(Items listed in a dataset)
[Start of Attachment]

PR #471, opened 2025-03-03
Update rust toolchain to nightly-2025-02-28

cbgbt:
**Description of changes:**
* Upgrade Rust's nightly compiler. This allows us to build against the latest `cargo-deny`.
* Modify CI to link against `musl` to avoid ABI incompatibilities with Bottlerocket's SDK

**Testing done:**
* CI on this commit.

**Terms of contribution:**

By submitting this pull request, I agree that this contribution is dual-licensed under the terms of both the Apache License, version 2.0, and the MIT license.

PR #473, opened 2025-03-05
fix: add minutes to parse-datetime for waves

### LINKED ISSUE #472: build/tools/waves/ohno.toml does not work (uses minutes in time, but is unsupported by `parse-datetime`)
We recently tried the `ohno.toml` wave timing, and discovered that it doesn't work because it uses minutes here: https://github.com/bottlerocket-os/twoliter/blob/develop/twoliter/embedded/waves/ohno.toml#L4
but it is unsupported here: https://github.com/bottlerocket-os/twoliter/blob/develop/tools/parse-datetime/src/lib.rs#L99

I will attach a PR that adds minutes also to this match statement.

mikn:
**Issue number:**

Closes #472

**Description of changes:**
Introduces minutes also to parse-datetime to allow for the `ohno.toml` to work.

**Testing done:**
Tried building a repository using the ohno.toml wave configuration.

**Terms of contribution:**

### DIFF
--- a/tools/parse-datetime/src/lib.rs
+++ b/tools/parse-datetime/src/lib.rs
@@ -97,6 +97,10 @@ pub fn parse_offset(input: &str) -> Result<Duration> {
         .context(error::DateArgCountSnafu { input })?;
 
     let duration = match unit_str {
+        "minute" | "minutes" => Duration::try_minutes(i64::from(count)).context(error::DateIntSnafu {
+            integer: count,
+            unit: "minutes",
+        })?,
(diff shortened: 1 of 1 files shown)


cbgbt (approved):
Looks good, thanks for submitting this fix!

cbgbt:
~~The CI is failing due to an unrelated issue that's fixed in #471~~

Ah, I just assumed this was due to CI failing on the repository overall, but there's actually a formatting issue. @mikn, do you mind running `cargo fmt`?

bcressey (approved):
Thanks!

cbgbt (approved):

PR #484, opened 2025-03-11
testsys: support custom block mappings for ec2 instance launch

gthao313:
**Issue number:**

Closes #

**Description of changes:**
 testsys: support custom block mappings for ec2 instance launch
Associated PR at TestSys: https://github.com/bottlerocket-os/bottlerocket-test-system/pull/978

**Testing done:**
https://github.com/bottlerocket-os/bottlerocket-test-system/pull/978#issue-2908692952

**Terms of contribution:**

### DIFF
--- a/tools/testsys/src/aws_resources.rs
+++ b/tools/testsys/src/aws_resources.rs
@@ -3,7 +3,7 @@ use crate::error::{self, Result};
 use aws_sdk_ec2::config::Region;
 use aws_sdk_ec2::types::{Filter, Image};
 use bottlerocket_types::agent_config::{
-    ClusterType, CustomUserData, Ec2Config, Ec2KarpenterConfig, KarpenterDeviceMapping,
+    BlockDeviceMappingConfig, ClusterType, CustomUserData, Ec2Config, Ec2KarpenterConfig,
 };
 use maplit::btreemap;
 use serde::Deserialize;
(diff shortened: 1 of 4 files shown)


tools/testsys/src/aws_resources.rs
```diff
@@ -191,6 +180,13 @@ pub(crate) async fn ec2_crd(
                 .testsys_agent_pull_secret
                 .clone(),
         )
+        .device_mappings(Some(
+            bottlerocket_input
+                .crd_input
+                .config
+                .block_device_mapping
+                .clone(),
+        ))
```
yeazelm: This is safe if the config is not set? Does this just result in `Some()` of an empty Vec?

tools/testsys/src/aws_resources.rs
```diff
@@ -191,6 +180,18 @@ pub(crate) async fn ec2_crd(
                 .testsys_agent_pull_secret
                 .clone(),
         )
+        .device_mappings({
```
gthao313, line 183: `device_mappings` is the field of EC2Config struct [here](https://github.com/bottlerocket-os/bottlerocket-test-system/blob/56aecbaf0d2c6229d035fc02af7ce5701abdc940/bottlerocket/types/src/agent_config.rs#L298), so I have to use `device_mappings` instead of `set_device_mappings`.

```
ec2_builder
145 | |         .node_ami(bottlerocket_input.image_id)
146 | |         .instance_count(2)
147 | |         .instance_types::<Vec<String>>(
...   |
183 | |         .set_device_mappings({
    | |_________-^^^^^^^^^^^^^^^^^^^
    |
help: there is a method `device_mappings` with a similar name
    |
183 -         .set_device_mappings({
183 +         .device_mappings({
```

jpculp (changes requested):
Can we swap the order of the commits or squash them? Best to avoid a commit that doesn't work on its own (if we reverted the testsys bump for example).

jpculp (approved):

jpculp (approved):

yeazelm (approved):

yeazelm:
New commit message looks good!

yeazelm (approved):

PR #487, opened 2025-03-12
Adjust use of cargo config file to not clash with host cargo operations

### LINKED ISSUE #486: New .cargo format forces me to remove .cargo to run `cargo generate-lockfile` in sources/
I recently tried to upgrade to Twoliter 0.8.0 where you changed the format of how you vendor dependencies into the .cargo folder to make it more robust against version changes. Inherently great! But sadly if you've built a kit or a variant that has resulted in a `.cargo` folder this gets picked up by cargo (I am unsure how to disable it):
https://internals.rust-lang.org/t/problems-of-cargo-config-files-and-possible-solutions/12987/14
https://github.com/rust-lang/cargo/issues/12738

And for me it creates a recursive loop that gives an error like this:
```
mikn@hal8999 ~/d/m/s/p/b/b/sources ((72abfc6e))> cargo generate-lockfile
error: failed to get `bottlerocket-defaults-helper` as a dependency of package `settings-defaults-metal-dev v0.3.0 (/home/mikn/devel/molnett/src/platform/base/bottlerocket/sources/settings-defaults/metal-dev)`

Caused by:
  failed to load source for dependency `bottlerocket-defaults-helper`

Caused by:
  Unable to update https://github.com/bottlerocket-os/bottlerocket-settings-sdk?tag=bottlerocket-defaults-helper-v0.1.1

Caused by:
  the source git+https://github.com/bottlerocket-os/bottlerocket-settings-sdk?tag=bottlerocket-defaults-helper-v0.1.1 requires a lock file to be present first before it can be
  used against vendored source code

  remove the source replacement configuration, generate a lock file, and then
  restore the source replacement configuration to continue the build
mikn@hal8999 ~/d/m/s/p/b/b/sources ((72abfc6e)) [101]> 
```

I can fix this by removing the .cargo folder, but I do need to do that every time which feels a bit crufty.

The secondary problem is that it is also a lot more sensitive to races, as now it seems to expect to be allowed to do more in this folder than it was previously. For now I am downgrading to 0.7.3 again.

jmt-lab:
**Issue number:** 486

Closes #486 

**Description of changes:**

* Change our call to cargo vendor to store the config file to .cargo/twoliter_cargo_config.toml
* Checks if the user has their own .cargo/config.toml and if so will ensure it is taken into account
* Modify the bind mount in the build context to mount .cargo/twoliter_cargo_config.toml to .cargo/config.toml 

**Terms of contribution:**

### DIFF
--- a/twoliter/embedded/Makefile.toml
+++ b/twoliter/embedded/Makefile.toml
@@ -362,13 +362,31 @@ for ws in sources variants .; do
   [ -s "${BUILDSYS_ROOT_DIR}/${ws}/Cargo.lock" ] || continue
   CARGO_MANIFESTS+=(--sync "${BUILDSYS_ROOT_DIR}/${ws}/Cargo.toml")
 done
-cargo vendor --locked --no-delete  --versioned-dirs --respect-source-config  ${CARGO_MANIFESTS[@]} .cargo/vendor > .cargo/config.toml 2> .cargo/vendor.log || {
-   echo "vendoring of cargo dependencies failed"
-   cat .cargo/vendor.log
-   exit 1
-}
-rm .cargo/vendor.log
+exec 9<>.cargo/vendor.lock
+if ! flock -w 90 9; then
+    echo "failed to obtain lock" >&2
+    exit 1
+fi
 
+set +e
+cargo vendor \
+    --locked \
+    --no-delete \
+    --versioned-dirs \
+    --respect-source-config \
+    ${CARGO_MANIFESTS[@]} \
+    .cargo/vendor \
+    > .cargo/twoliter_cargo_config.toml \
+    2> .cargo/vendor.log
+
+if [ "${?}" -ne 0 ]; then
+   echo "vendoring of cargo dependencies failed" >&2
+   cat .cargo/vendor.log >&2
+   exit 1
+fi
+
+set -e
+rm .cargo/vendor.log
 chmod -R o+r ${CARGO_HOME}
 '''
 ]
@@ -459,7 +477,8 @@ done
 if ! docker run --rm \
    -u $(id -u):$(id -g) \
    -e CARGO_HOME="/tmp/.cargo" \
-   -v "${CARGO_HOME}":/tmp/.cargo \
+   -v "${CARGO_HOME}/twoliter_cargo_config.toml":/tmp/.cargo/config.toml \
+   -v "${CARGO_HOME}/vendor":/tmp/.cargo/vendor \
    -v "${BUILDSYS_ROOT_DIR}/sources":/tmp/sources \
    "${TLPRIVATE_SDK_IMAGE}" \
    cargo fmt \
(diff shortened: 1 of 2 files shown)


qianxjcraig (approved):

twoliter/embedded/Makefile.toml
```diff
@@ -23,11 +23,17 @@ BUILDSYS_SBKEYS_DIR = "${BUILDSYS_ROOT_DIR}/sbkeys"
 BUILDSYS_CACERTS_BUNDLE_OVERRIDE = ""
 BUILDSYS_METADATA_DIR = "${BUILDSYS_BUILD_DIR}/metadata"
 BUILDSYS_CARGO_METADATA_PATH = "${BUILDSYS_METADATA_DIR}/cargo_metadata.json"
-BUILDSYS_SBKEYS_PROFILE = { script = ['echo "${BUILDSYS_SBKEYS_PROFILE:-local}"'] }
-BUILDSYS_VERSION_BUILD = { script = ["git describe --always --dirty --exclude '*' --abbrev=8 || echo 00000000"] }
+BUILDSYS_SBKEYS_PROFILE = { script = [
+    'echo "${BUILDSYS_SBKEYS_PROFILE:-local}"',
+] }
```
jmt-lab: Uuuuuuugh my editor did nonsense reformatting hold on reverting.

twoliter/embedded/Makefile.toml
```diff
@@ -362,7 +362,15 @@ for ws in sources variants .; do
...
-cargo vendor --locked --no-delete  --versioned-dirs --respect-source-config  ${CARGO_MANIFESTS[@]} .cargo/vendor > .cargo/config.toml 2> .cargo/vendor.log || {
+if [ -f ".cargo/config.toml" ]; then
+  # if the user has a configuration we should respect it
+  cp ".cargo/config.toml" ".cargo/twoliter_cargo_config.toml"
+elif [ -f ".cargo/twoliter_cargo_config.toml" ]; then
+  # If this file already exists from a previous run remove it to avoid duplication
+  # of vendor configuration
+  rm .cargo/twoliter_cargo_config.toml
+fi
+cargo vendor --locked --no-delete  --versioned-dirs --respect-source-config  ${CARGO_MANIFESTS[@]} .cargo/vendor >> .cargo/twoliter_cargo_config.toml 2> .cargo/vendor.log || {
```
bcressey: This restores functionality from the original PR that I didn't understand the motivation for. What do we mean by "we should respect it"?

In what way are we respecting it? How do we know that what we're respecting won't conflict with what we need to happen here as far as vendoring crates?

It might be better to ignore the edits made by `cargo vendor` to the config and just generate our own configuration with the expected paths whenever we want to use the vendored directory.

But then I have questions around how we can make sure the various `Makefile.toml` tasks use the vendored crates instead of downloading them all again. And how we use those crates when running cargo commands directly under `sources`.

jmt-lab: I mostly just add it by default, in cause an external customer wanted to use some other argument in .cargo/config.toml such as [net]git.fetch_with_cli or something

jmt-lab:
Updated to use the flock approach to get a file lock before vendor to prevent multiple runs of cargo vendor colliding with each other.

bcressey:
Can you fix the commit message to align with conventions?
```
component: short summary of fix

Explanation of issue, 1-2 sentences.

Explanation of fix.

Explanation of any secondary changes e.g. the introduction of locking.
```

bcressey (approved):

[End of Attachment]

What to produce -
Set down the lines of the records exactly, from the first one through the line containing "### LINKED ISSUE #472: build/tools/waves/ohno.toml", and add nothing else.

Output of the exercise -
PR #471, opened 2025-03-03
Update rust toolchain to nightly-2025-02-28

cbgbt:
**Description of changes:**
* Upgrade Rust's nightly compiler. This allows us to build against the latest `cargo-deny`.
* Modify CI to link against `musl` to avoid ABI incompatibilities with Bottlerocket's SDK

**Testing done:**
* CI on this commit.

**Terms of contribution:**

By submitting this pull request, I agree that this contribution is dual-licensed under the terms of both the Apache License, version 2.0, and the MIT license.

PR #473, opened 2025-03-05
fix: add minutes to parse-datetime for waves

### LINKED ISSUE #472: build/tools/waves/ohno.toml does not work (uses minutes in time, but is unsupported by `parse-datetime`)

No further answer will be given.